Excerpts from a dataset:
PR #29918, opened 2026-08-27
perf(python): bound codex catalog query parsing

### LINKED ISSUE #29887: perf(python): bound Codex catalog query parsing before materialization
## Problem

At audited `main` (`fad505ecaf6efc6d68ba80a6e5affe093498be69`), revalidated unchanged at current `main` (`fd6e791529b7b2ef0d99d8d3f46aaa6b552704d2`), Codex model-catalog request preparation fully decodes and materializes every query field before confirming that the cache accepts exactly one small `client_version` field:

- `crates/runner/mitm-addon/src/codex_model_catalog_cache.py:306-331` calls `urllib.parse.parse_qsl(..., strict_parsing=True)` without `max_num_fields`, then checks `len(query) == 1` and applies the 128-byte `client_version` limit only after the complete list and decoded strings exist.
- `crates/runner/mitm-addon/src/codex_model_catalog_cache.py:584-596` reaches that helper for every authenticated request whose path is `/backend-api/codex/models`, even when the query shape will be classified as `model_catalog_bypass`.
- `crates/runner/mitm-addon/src/mitm_addon.py:1435-1463` performs this preparation synchronously on the shared mitmproxy event loop after ordinary model-provider credential resolution and before the request continues upstream.

The sandbox controls the request target. Pinned mitmproxy 12.2.3 buffers an HTTP/1 request head without a completed-head size limit (`mitmproxy/proxy/layers/http/_http1.py:281-320` still contains `FIXME: protect against header size DoS`), and its request-line parser does not impose a target-length limit. A request can therefore carry many irrelevant query fields to the catalog path. The cache eventually bypasses the malformed shape, but only after `parse_qsl()` has allocated one tuple and decoded strings for every field.

## Verified evidence and impact

I executed the exact audited (and current-main-equivalent) `_split_expected_url()` and `_catalog_url()` function bodies extracted from the source AST on CPython 3.12.3. Input construction was outside the timed region; timings are 21-run medians with GC disabled, and peak allocation is from a separate `tracemalloc` call.

| Raw query characters | Query fields | Median synchronous time | Peak traced allocation |
| ---: | ---: | ---: | ---: |
| 65,536 | 21,839 | 17.809 ms | 2.39 MiB |
| 1,048,576 | 349,519 | 302.731 ms | 39.48 MiB |

Each query consisted of repeated irrelevant `x=` fields followed by the otherwise valid `client_version=0.145.0`, so `_catalog_url()` returned `None` only after full materialization. Absolute timing varies by interpreter and host—the deployed addon pins CPython 3.14.0—but the unbounded field/list allocation and synchronous event-loop boundary are deterministic.

Repeated authenticated catalog-shaped requests can therefore consume a proxy event-loop core and create large transient allocation while still being semantically rejected as cache bypasses, delaying unrelated sandbox flows in the same runner process.

## Distinctness

- #25015 moved catalog **response-body validation** off the event loop; it does not cover request-query parsing before the first suspension.
- #27717 bounds decoding of the private catalog prefetch **header**; it does not bound the request target.
- #26551 bounds `parse_qsl()` work in optional connector diagnostics, a separate helper and lifecycle.
- #26514 bounds query-pair cardinality for managed AWS SigV4 requests, not Codex model-catalog cache admission.
- Open-title and all-state keyword searches found no issue covering this catalog query boundary.

## Acceptance criteria

- Establish explicit raw-query byte and field-count work bounds for Codex catalog cache admission before `parse_qsl()` decodes or materializes the complete field list.
- Keep the raw-query budget large enough for every valid `client_version` whose decoded UTF-8 representation is at most 128 bytes, including percent-encoded representations.
- Reject over-budget and multi-field catalog queries as the existing `request_url` cache bypass without rejecting or otherwise changing the upstream HTTP request.
- Preserve current canonical URL, percent-decoding, control-character, blank-value, malformed-input, telemetry, credential-partitioning, and cache behavior for accepted inputs.
- Add structural coverage proving an oversized or high-cardinality query is bypassed before complete query-pair materialization; do not use wall-clock assertions.
- Keep a proxy-wide request-target limit out of this focused change; that requires separate cross-protocol policy and compatibility analysis.
- Focused catalog hook/lifecycle tests and the complete mitm-addon static checks and test suite pass.

seven332:
## Summary

- bound Codex catalog cache query admission to the exact 427-byte maximum valid encoded request
- reject multi-field queries through `parse_qsl(max_num_fields=1)` before pair materialization and percent-decoding
- preserve canonical cache identity and upstream `request_url` bypass behavior with integration coverage for encoded, oversized, multibyte, malformed-byte, and high-cardinality queries

## Scope

- keeps the synchronous catalog hook lifecycle and existing telemetry unchanged
- does not add a proxy-wide request-target limit or change mitmproxy request-head buffering

## Validation

- `uv lock --check`
- `uv sync --locked`
- `uv run --no-sync python -m pytest tests/` (7183 passed)

Closes #29887

### DIFF
--- a/crates/runner/mitm-addon/src/codex_model_catalog_cache.py
+++ b/crates/runner/mitm-addon/src/codex_model_catalog_cache.py
@@ -88,7 +88,16 @@ _FIREWALL_NAME = "model-provider:codex-oauth-token"
 _CATALOG_HOST = "chatgpt.com"
 _CATALOG_PATH = "/backend-api/codex/models"
 _RESPONSES_PATH = "/backend-api/codex/responses"
+_CLIENT_VERSION_QUERY_NAME = "client_version"
 _MAX_CLIENT_VERSION_BYTES = 128
+_PERCENT_ENCODED_CHARACTERS_PER_BYTE = 3
+MAX_CATALOG_QUERY_FIELDS = 1
+# The name and value may encode every byte as %XX; the separating "=" stays literal.
+MAX_CATALOG_QUERY_BYTES = (
+    _PERCENT_ENCODED_CHARACTERS_PER_BYTE
+    * (len(_CLIENT_VERSION_QUERY_NAME.encode()) + _MAX_CLIENT_VERSION_BYTES)
+    + 1
+)
 _MAX_ETAG_BYTES = 512
 _MAX_CONTENT_TYPE_BYTES = 256
 _MAX_JSON_NESTING = 128
@@ -307,15 +316,23 @@ def _catalog_url(original_url: str) -> str | None:
     parsed = _split_expected_url(original_url)
     if parsed is None or parsed.path != _CATALOG_PATH:
         return None
+    raw_query = parsed.query
+    # Bound the allocation used to reconstruct mitmproxy's surrogate-escaped path bytes.
+    if (
+        len(raw_query) > MAX_CATALOG_QUERY_BYTES
+        or len(raw_query.encode("utf-8", "surrogateescape")) > MAX_CATALOG_QUERY_BYTES
+    ):
+        return None
     try:
         query = urllib.parse.parse_qsl(
-            parsed.query,
+            raw_query,
             keep_blank_values=True,
             strict_parsing=True,
+            max_num_fields=MAX_CATALOG_QUERY_FIELDS,
         )
     except ValueError:
         return None
-    if len(query) != 1 or query[0][0] != "client_version":
+    if len(query) != MAX_CATALOG_QUERY_FIELDS or query[0][0] != _CLIENT_VERSION_QUERY_NAME:
         return None
     client_version = query[0][1]
     if (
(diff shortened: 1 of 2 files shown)


seven332:
## Code Review: PR #29918

**Reviewed head:** `ebfc0c8d7cb164e155fe9ef68942009741f4964d`

### Summary

The catalog cache now derives an exact raw-query budget, bounds request-target byte reconstruction, and applies the standard library's one-field guard before pair materialization. Accepted canonicalization, credential partitioning, telemetry, cache lifecycle, and upstream continuation remain unchanged.

### Findings

No findings. The self-review's malformed-byte compatibility coverage gap was fixed on this head.

### Testing

Passed uv lock/sync, Ruff format and lint, BasedPyright, and the complete mitm-addon suite (7183 tests). Additional bounded-input equivalence checks matched the previous parser behavior. CI and the intentionally out-of-scope proxy-wide request-head limit remain outside this local review.

### Verdict

LGTM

_Exercise description_
Output the records in full, exactly.

_Result of the exercise_
PR #29918, opened 2026-08-27
perf(python): bound codex catalog query parsing

### LINKED ISSUE #29887: perf(python): bound Codex catalog query parsing before materialization
## Problem

At audited `main` (`fad505ecaf6efc6d68ba80a6e5affe093498be69`), revalidated unchanged at current `main` (`fd6e791529b7b2ef0d99d8d3f46aaa6b552704d2`), Codex model-catalog request preparation fully decodes and materializes every query field before confirming that the cache accepts exactly one small `client_version` field:

- `crates/runner/mitm-addon/src/codex_model_catalog_cache.py:306-331` calls `urllib.parse.parse_qsl(..., strict_parsing=True)` without `max_num_fields`, then checks `len(query) == 1` and applies the 128-byte `client_version` limit only after the complete list and decoded strings exist.
- `crates/runner/mitm-addon/src/codex_model_catalog_cache.py:584-596` reaches that helper for every authenticated request whose path is `/backend-api/codex/models`, even when the query shape will be classified as `model_catalog_bypass`.
- `crates/runner/mitm-addon/src/mitm_addon.py:1435-1463` performs this preparation synchronously on the shared mitmproxy event loop after ordinary model-provider credential resolution and before the request continues upstream.

The sandbox controls the request target. Pinned mitmproxy 12.2.3 buffers an HTTP/1 request head without a completed-head size limit (`mitmproxy/proxy/layers/http/_http1.py:281-320` still contains `FIXME: protect against header size DoS`), and its request-line parser does not impose a target-length limit. A request can therefore carry many irrelevant query fields to the catalog path. The cache eventually bypasses the malformed shape, but only after `parse_qsl()` has allocated one tuple and decoded strings for every field.

## Verified evidence and impact

I executed the exact audited (and current-main-equivalent) `_split_expected_url()` and `_catalog_url()` function bodies extracted from the source AST on CPython 3.12.3. Input construction was outside the timed region; timings are 21-run medians with GC disabled, and peak allocation is from a separate `tracemalloc` call.

| Raw query characters | Query fields | Median synchronous time | Peak traced allocation |
| ---: | ---: | ---: | ---: |
| 65,536 | 21,839 | 17.809 ms | 2.39 MiB |
| 1,048,576 | 349,519 | 302.731 ms | 39.48 MiB |

Each query consisted of repeated irrelevant `x=` fields followed by the otherwise valid `client_version=0.145.0`, so `_catalog_url()` returned `None` only after full materialization. Absolute timing varies by interpreter and host—the deployed addon pins CPython 3.14.0—but the unbounded field/list allocation and synchronous event-loop boundary are deterministic.

Repeated authenticated catalog-shaped requests can therefore consume a proxy event-loop core and create large transient allocation while still being semantically rejected as cache bypasses, delaying unrelated sandbox flows in the same runner process.

## Distinctness

- #25015 moved catalog **response-body validation** off the event loop; it does not cover request-query parsing before the first suspension.
- #27717 bounds decoding of the private catalog prefetch **header**; it does not bound the request target.
- #26551 bounds `parse_qsl()` work in optional connector diagnostics, a separate helper and lifecycle.
- #26514 bounds query-pair cardinality for managed AWS SigV4 requests, not Codex model-catalog cache admission.
- Open-title and all-state keyword searches found no issue covering this catalog query boundary.

## Acceptance criteria

- Establish explicit raw-query byte and field-count work bounds for Codex catalog cache admission before `parse_qsl()` decodes or materializes the complete field list.
- Keep the raw-query budget large enough for every valid `client_version` whose decoded UTF-8 representation is at most 128 bytes, including percent-encoded representations.
- Reject over-budget and multi-field catalog queries as the existing `request_url` cache bypass without rejecting or otherwise changing the upstream HTTP request.
- Preserve current canonical URL, percent-decoding, control-character, blank-value, malformed-input, telemetry, credential-partitioning, and cache behavior for accepted inputs.
- Add structural coverage proving an oversized or high-cardinality query is bypassed before complete query-pair materialization; do not use wall-clock assertions.
- Keep a proxy-wide request-target limit out of this focused change; that requires separate cross-protocol policy and compatibility analysis.
- Focused catalog hook/lifecycle tests and the complete mitm-addon static checks and test suite pass.

seven332:
## Summary

- bound Codex catalog cache query admission to the exact 427-byte maximum valid encoded request
- reject multi-field queries through `parse_qsl(max_num_fields=1)` before pair materialization and percent-decoding
- preserve canonical cache identity and upstream `request_url` bypass behavior with integration coverage for encoded, oversized, multibyte, malformed-byte, and high-cardinality queries

## Scope

- keeps the synchronous catalog hook lifecycle and existing telemetry unchanged
- does not add a proxy-wide request-target limit or change mitmproxy request-head buffering

## Validation

- `uv lock --check`
- `uv sync --locked`
- `uv run --no-sync python -m pytest tests/` (7183 passed)

Closes #29887

### DIFF
--- a/crates/runner/mitm-addon/src/codex_model_catalog_cache.py
+++ b/crates/runner/mitm-addon/src/codex_model_catalog_cache.py
@@ -88,7 +88,16 @@ _FIREWALL_NAME = "model-provider:codex-oauth-token"
 _CATALOG_HOST = "chatgpt.com"
 _CATALOG_PATH = "/backend-api/codex/models"
 _RESPONSES_PATH = "/backend-api/codex/responses"
+_CLIENT_VERSION_QUERY_NAME = "client_version"
 _MAX_CLIENT_VERSION_BYTES = 128
+_PERCENT_ENCODED_CHARACTERS_PER_BYTE = 3
+MAX_CATALOG_QUERY_FIELDS = 1
+# The name and value may encode every byte as %XX; the separating "=" stays literal.
+MAX_CATALOG_QUERY_BYTES = (
+    _PERCENT_ENCODED_CHARACTERS_PER_BYTE
+    * (len(_CLIENT_VERSION_QUERY_NAME.encode()) + _MAX_CLIENT_VERSION_BYTES)
+    + 1
+)
 _MAX_ETAG_BYTES = 512
 _MAX_CONTENT_TYPE_BYTES = 256
 _MAX_JSON_NESTING = 128
@@ -307,15 +316,23 @@ def _catalog_url(original_url: str) -> str | None:
     parsed = _split_expected_url(original_url)
     if parsed is None or parsed.path != _CATALOG_PATH:
         return None
+    raw_query = parsed.query
+    # Bound the allocation used to reconstruct mitmproxy's surrogate-escaped path bytes.
+    if (
+        len(raw_query) > MAX_CATALOG_QUERY_BYTES
+        or len(raw_query.encode("utf-8", "surrogateescape")) > MAX_CATALOG_QUERY_BYTES
+    ):
+        return None
     try:
         query = urllib.parse.parse_qsl(
-            parsed.query,
+            raw_query,
             keep_blank_values=True,
             strict_parsing=True,
+            max_num_fields=MAX_CATALOG_QUERY_FIELDS,
         )
     except ValueError:
         return None
-    if len(query) != 1 or query[0][0] != "client_version":
+    if len(query) != MAX_CATALOG_QUERY_FIELDS or query[0][0] != _CLIENT_VERSION_QUERY_NAME:
         return None
     client_version = query[0][1]
     if (
(diff shortened: 1 of 2 files shown)


seven332:
## Code Review: PR #29918

**Reviewed head:** `ebfc0c8d7cb164e155fe9ef68942009741f4964d`

### Summary

The catalog cache now derives an exact raw-query budget, bounds request-target byte reconstruction, and applies the standard library's one-field guard before pair materialization. Accepted canonicalization, credential partitioning, telemetry, cache lifecycle, and upstream continuation remain unchanged.

### Findings

No findings. The self-review's malformed-byte compatibility coverage gap was fixed on this head.

### Testing

Passed uv lock/sync, Ruff format and lint, BasedPyright, and the complete mitm-addon suite (7183 tests). Additional bounded-input equivalence checks matched the previous parser behavior. CI and the intentionally out-of-scope proxy-wide request-head limit remain outside this local review.

### Verdict

LGTM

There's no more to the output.